* How to complete this task
A single number is the answer: how many lines of the data hold "always"?

* Records to process
PR #2148, opened 2021-04-22
"Add to library" widget in single column view

shinyichen:
Make "Add to library" widget accessible in single column view.
* Provide a button to slide the widget out 
* Make it stick to top when scrolled to

Screen Shot 2021-04-22 at 12 10 55 PM

### DIFF
--- a/src/js/apps/discovery/main.js
+++ b/src/js/apps/discovery/main.js
@@ -171,6 +171,17 @@ define(['config/discovery.config', 'module'], function(config, module) {
             }
           });
 
+          $('body').on('click', '#results-actions-toggle', function() {
+            $('#query-info-container').toggleClass('show');
+            if ($('#query-info-container').hasClass('show')) {
+              $('#results-actions-toggle').html(
+                '<i class="fa fa-times" alt="close actions"></i> Actions'
+              );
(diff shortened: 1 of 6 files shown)


src/js/apps/discovery/main.js
```diff
@@ -171,6 +171,19 @@ define(['config/discovery.config', 'module'], function(config, module) {
             }
           });
 
+          $('body').on('click', '#results-actions-toggle', function() {
+            $('#query-info-container').toggleClass('show');
+            if ($('#query-info-container').hasClass('show')) {
+              $('#results-actions-toggle').html(
+                '<i class="fa fa-times" alt="close actions"></i> Actions'
```
thostetler, line 178: For these `<i>` elements, I think I would use `title="..."` instead of `alt`
and add `aria-hidden="true"` so that screen readers will skip it.  I think that that should work for screen readers, since I believe they'll still pull in that `title` information

thostetler:
Small comment to review, feel free to merge when ready

src/js/apps/discovery/main.js
shinyichen: Done

PR #2152, opened 2021-04-24
Split application settings into search and export

shinyichen:
Screen Shot 2021-04-23 at 5 20 43 PM

Screen Shot 2021-04-23 at 5 20 51 PM


thostetler:
nice work splitting these, looks like it was a pain to go through

PR #24, opened 2018-04-09
Made it compile by adding a forward declaration. 

sago007:
Also changed indentation slightly in some code that I tended to misread.

This is of course just my suggestion. I placed the trap_Cvar_VariableStringBuffer near the other trap functions where I believed that it made the most sense.


sago007:
This is redundant after Pull Request #40

PR #29, opened 2018-11-18
Better control of what's spawned on the map.

NeonKnightOA:


The-Gig:
Excuse me, what do you mean with this?

> // Double Domination and Domination don't support runes.

And about hiding red and blue flags (which, unlike some other gametype objective, in 0.8.8 aren't automatically hidden in gametypes where they are not used):
Maybe Sago had some reason to do not automatically hide also them, I don't know...
One possible reason may be that older gamecode (e.g. mods) would still show them, so maybe keeping mappers accostumed to placing "gametype" key on them may be good. Just guessing...

sago007:
@The-Gig My only reason for not hiding them was to not make it too different from vq3.

Regarding the code:
```
if(g_runes.integer)
    {
        if(item->giType == IT_PERSISTANT_POWERUP)
        {
            ent->s.eFlags |= EF_NODRAW;
            ent->r.svFlags |= SVF_NOCLIENT;
        }
    }
```
This code will never be reached because it drops out due to G_ItemDisabled(item)


The line 
```
if(g_gametype.integer != GT_CTF || g_gametype.integer != GT_1FCTF || g_gametype.integer != GT_CTF_ELIMINATION)
```
is always true! It should properly have been 
```
if(g_gametype.integer != GT_CTF && g_gametype.integer != GT_1FCTF && g_gametype.integer != GT_CTF_ELIMINATION)
```


Some of the lines are indented with spaces. The rest of the code uses tabs.

NeonKnightOA:
Applied the requested changes.

The-Gig:
@NeonKnightOA, why the code does still hide the runes in Domination?
For Double Domination okay, 0.8.8 already hides them, as I can guess Guard and Scout would be OverPower there, making scoring very difficult.
But _Domination is different_, so I don't think there is a reason to remove them there, unless the mapper or the server admin wants so. In 0.8.8 they are there.
Futhermore, I'm not sure, but maybe "hidden" items can still be touched and grabbed...

And about the "single player" mode, for how the game is now, I would say that it should be made the same as FFA regarding this stuff (otherwise, you may add a map to single player ladder and then discover there is useless stuff spawning there). But I don't know how the OA3 single player mode will actually work, considering someone mentioned a ladder with different game modes...

PS: The "quality review" auto control still reports a problem, it looks like a series of OR which will always return True, as it currently reads "IF (gametype not ctf OR gametype not 1fctf OR gametype not ctfe)" and _surely_ gametype "will not be" at least one of them. Not sure about the right C syntax for what you mean. Looking at other lines you wrote there, maybe just replacing the OR || with an AND &&?

NeonKnightOA:
Domination is a base-less gametype. It doesn't make sense to have team-locked runes.

The-Gig:
> 
> 
> Domination is a base-less gametype. It doesn't make sense to have team-locked runes.

You know that runes can be placed without team-lock, e.g. in the middle of the map. That's how I did in OACMPDM10, and IIRC you mentioned you also did it in one of your recent czest2ctf betas. _So, I think in this case the choice should be left to map author._
Now that I think about it, playing Domination in ctf-based maps with team-locked runes may still be an incentive for players to roam the map even far from the Domination point, to reach their team-dedicated runes.

Also, runes (team-locked or not) spawn in other "base-less" gametypes such as FFA and TDM, why should Domination differ?

NeonKnightOA:
In-game, IICR, team-locked runes are only available to the team that picks them. Blue team can't pick up red runes, and red team can't pick up blue runes. This is regardless of gametype.

The-Gig:
> 
> 
> In-game, IICR, team-locked runes are only available to the team that picks them. Blue team can't pick up red runes, and red team can't pick up blue runes. This is regardless of gametype.

Yes. But the fact you point this out makes me wonder if some parts of my previous post weren't clear. Should I reword something? Tell me, no problem! :-)
If that was about the _last phrase_ of my previous post, I'll try to explain it better:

* Result for this exercise
2